You learnt cooking in China. what was that like? “I have a lot of friends who are influential in big establishments in China. I told them what I wanted to do and learn, and the Sichuan Higher Institute of Cuisine, outside Chengdu, took me in about eight years ago. I didn’t know Mandarin, but cooking is visual. I learned the basics of Sichuanese food and their approach to food. Their style of cooking is incredibly clean for something that’s so oily, and it’s spicy but not spicy. People in the West have preconceptions that Sichuanese food has aggressive chilli, blowing your face off. It wasn’t like that at all.”

63 Degree Tea Egg, at A Wong.
63 Degree Tea Egg, at A Wong.

Did you have to educate diners at your restaurant on regional Chinese cuisines? “Yes, absolutely. Chinese food in the UK in general is cheap and fast, with suspect quality. You normally have it on a Friday night when you’re semi-sober. We elevate it with a 10-course menu where each one is a homage to a particular place in China. It’s like a journey and you begin to understand the breadth of Chinese cuisine.”

What is your favourite regional cuisine? “It would be hard not to say Cantonese cuisine. I’m obsessive about dim sum, the idea of it, the style of eating. It’s very clever – it’s playful and it shows an immense amount of skill. It’s humorous when they feign things to be other things, with plays on texture and ingredients, using a lot of starches I didn’t even know existed until I started making dim sum.”

Xiaolongbao at A Wong.
Xiaolongbao at A Wong.

Your version of xiaolongbao involves injecting vinegar. Why do you do that? “As a chef, all you want to do is create dishes that solve diners’ problems. My problem with xiaolongbao is that it is always served with a big dish of vinegar and you dump [the dumpling] in and the whole thing tastes of vinegar and it ruins your dumpling. People in London aren’t familiar with the Shanghai soup dumpling; they don’t know how much vinegar to put on it and don’t know how to eat it. So the idea behind injecting the vinegar is to control the amount that goes into the dumpling so it doesn’t ruin the taste.”

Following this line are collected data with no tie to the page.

PR #465, opened 2022-08-16
Feature: APP-869 Vote Now CTA

Fabricevladimir:
## Description
- adds different voting terminal cta based on login and membership status of a user when viewing a proposal

NOTE: For reviewers, if there isn't a currently active proposal, feel free to directly set `status` to `active` in the `useDaoProposal` hook.

Task: [APP-869](https://aragonassociation.atlassian.net/browse/APP-869)

## Type of change

## Checklist:

### DIFF
--- a/packages/web-app/src/containers/reviewProposal/index.tsx
+++ b/packages/web-app/src/containers/reviewProposal/index.tsx
@@ -226,7 +226,7 @@ const ReviewProposal: React.FC<ReviewProposalProps> = ({
           <VotingTerminal
             breakdownTabDisabled
             voteNowDisabled
-            statusLabel={t('votingTerminal.notStartedYet')}
+            statusLabel={t('votingTerminal.status.draft')}
             approval={approval}
             participation={participation}
             startDate={formattedStartDate}
--- a/packages/web-app/src/containers/votingTerminal/index.tsx
+++ b/packages/web-app/src/containers/votingTerminal/index.tsx
@@ -43,6 +43,7 @@ export type VotingTerminalProps = {
   votingInProcess?: boolean;
   onVoteClicked?: React.MouseEventHandler<HTMLButtonElement>;
   onCancelClicked?: React.MouseEventHandler<HTMLButtonElement>;
+  voteButtonLabel?: string;
 };
 
 export const VotingTerminal: React.FC<VotingTerminalProps> = ({
@@ -61,6 +62,7 @@ export const VotingTerminal: React.FC<VotingTerminalProps> = ({
   onVoteClicked,
   votingInProcess,
   onCancelClicked,
+  voteButtonLabel,
 }) => {
   const [query, setQuery] = useState('');
   const [buttonGroupState, setButtonGroupState] = useState('info');
@@ -240,7 +242,7 @@ export const VotingTerminal: React.FC<VotingTerminalProps> = ({
       ) : (
         <VoteContainer>
           <ButtonText
-            label={t('votingTerminal.voteNow')}
+            label={voteButtonLabel || t('votingTerminal.voteUnavailable')}
             size="large"
             onClick={onVoteClicked}
             className="w-full tablet:w-max"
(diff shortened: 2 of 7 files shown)


packages/web-app/src/pages/proposal.tsx
```diff
@@ -23,27 +23,47 @@ import ResourceList from 'components/resourceList';
...
+  const {data: canVote, isLoading: canVoteLoading} = useWalletCanVote(
+    daoId,
+    address!
+  );
+
+  // Note: these two refs being used to hold "memories" of previous "state"
+  // across renders in order to automate the following states:
+  // loggedOut -> login modal => switch network modal -> vote options selection;
+  // ref for holding value of whether user was previously not logged in when vote now was clicked
+  const wasNotLoggedIn = useRef(false);
```
WissenIstNacht: Nice trick :)

Maybe you thought about this yourself, but just as food for thought: Instead of using two boolean refs You might be able to  use only one ref that holds a more complex state.

packages/web-app/src/containers/reviewProposal/index.tsx
```diff
@@ -226,7 +226,7 @@ const ReviewProposal: React.FC<ReviewProposalProps> = ({
           <VotingTerminal
             breakdownTabDisabled
             voteNowDisabled
-            statusLabel={t('votingTerminal.notStartedYet')}
+            statusLabel={t('votingTerminal.status.draft')}
```
WissenIstNacht, line 229: So we have drafts again now...? Wasn't that just "pending"? I don't get it anymore lol.

Update: Sorry, this essentially while you fill out the proposal? That would make sense.

packages/web-app/src/containers/votingTerminal/index.tsx
```diff
@@ -2,19 +2,26 @@ import React, {useMemo, useState} from 'react';
...
-import {ButtonGroup, Option} from '@aragon/ui-components/src/components/button';
 import {
   VotersTable,
   VoterType,
 } from '@aragon/ui-components/src/components/table';
-import {CheckboxListItem} from '@aragon/ui-components/src/components/checkbox';
 import {useTranslation} from 'react-i18next';
-import {IconClock, StateEmpty} from '@aragon/ui-components';
 
+// TODO: clean up props: some shouldn't be optional
```
WissenIstNacht, line 25: Also, it feels like most of this has already been typed out somewhere.

packages/web-app/src/hooks/useWalletCanVote.tsx
```diff
@@ -0,0 +1,63 @@
...
+import {CHAIN_METADATA} from 'utils/constants';
+import {useSpecificProvider} from 'context/providers';
+import {isWhitelistMember, useDaoMembers} from './useDaoMembers';
+import {HookData} from 'utils/types';
+
+// Hook to determine if connected address is eligible to vote on proposals of the current
+// DAO. Note that for ERC20, voting member is anyone holding the token
+// and not just those who have previously interacted with the DAO, obviously.
+// This of course will need to be modified for proper voter eligibility
+export const useWalletCanVote = (
```
WissenIstNacht, line 15: There was something similar on Sepehr's PR and I commented on there, too. What are your thoughts on doing actions like this for each type DAO specifically, vs over all types at the same time? Or in this concrete case, What do you think about breaking this ability to vote for erc20 daos ("case 1") and wallet based  daos ("case 2")? It seems like a bit of a waste to do both checks every time. In particular, since the parent that calls this is probably already aware of which case it is. Of course this could also be solved by adding an argument as prop and then switching inside the hook.

Or maybe it's actually ok the way it is. Let me know your thoughts. Would be nice to do things similarly across the app.

WissenIstNacht (approved):
Thanks, lgtm.

I've left some comments, but except from replying, none acutally require any action.

packages/web-app/src/containers/reviewProposal/index.tsx
Fabricevladimir: Yes, I know we're bringing back drafts at some point. So while we're filling out the proposal it makes more sense to have it as a draft since it hasn't actually been published yet

RakeshUP (approved):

What’s your latest innovation? “I have a take on traditional Hong Kong chicken feet. The idea of steamed gelatinous chicken feet that look like chicken feet is a hard concept for Western people to grasp so we reinterpret the dish. We go through about 90 per cent of the cooking process and in the last step, instead of steaming it, we deep-fry it so it has a crispy texture on the outside, but the inside is still gelatinous with cartilage and skin. It gives them a dish that is still familiar and gets them to understand chicken feet is part of Chinese culture and dim sum. When they next go to a Chinese restaurant they may not be so repulsed at eating chicken feet.”

Gong bao chicken lettuce wrap, at A Wong.
Gong bao chicken lettuce wrap, at A Wong.

Name some of your favourite restaurants. “In Hong Kong, the food is very good at Above & Beyond. At China Club, I like the idea that you go in there and see a big picture of Winston Churchill yet the food is inherently Cantonese. I love Pierre Gagnaire’s food, Albert Adria’s food [in Spain] and Brett Graham’s food at The Ledbury [in London]. I go to restaurants for specific dishes. I eat a lot. Eating is a very important part of my life.”

Andrew Wong was in Hong Kong as guest chef at Above & Beyond, at the Hotel Icon, in Tsim Sha Tsui.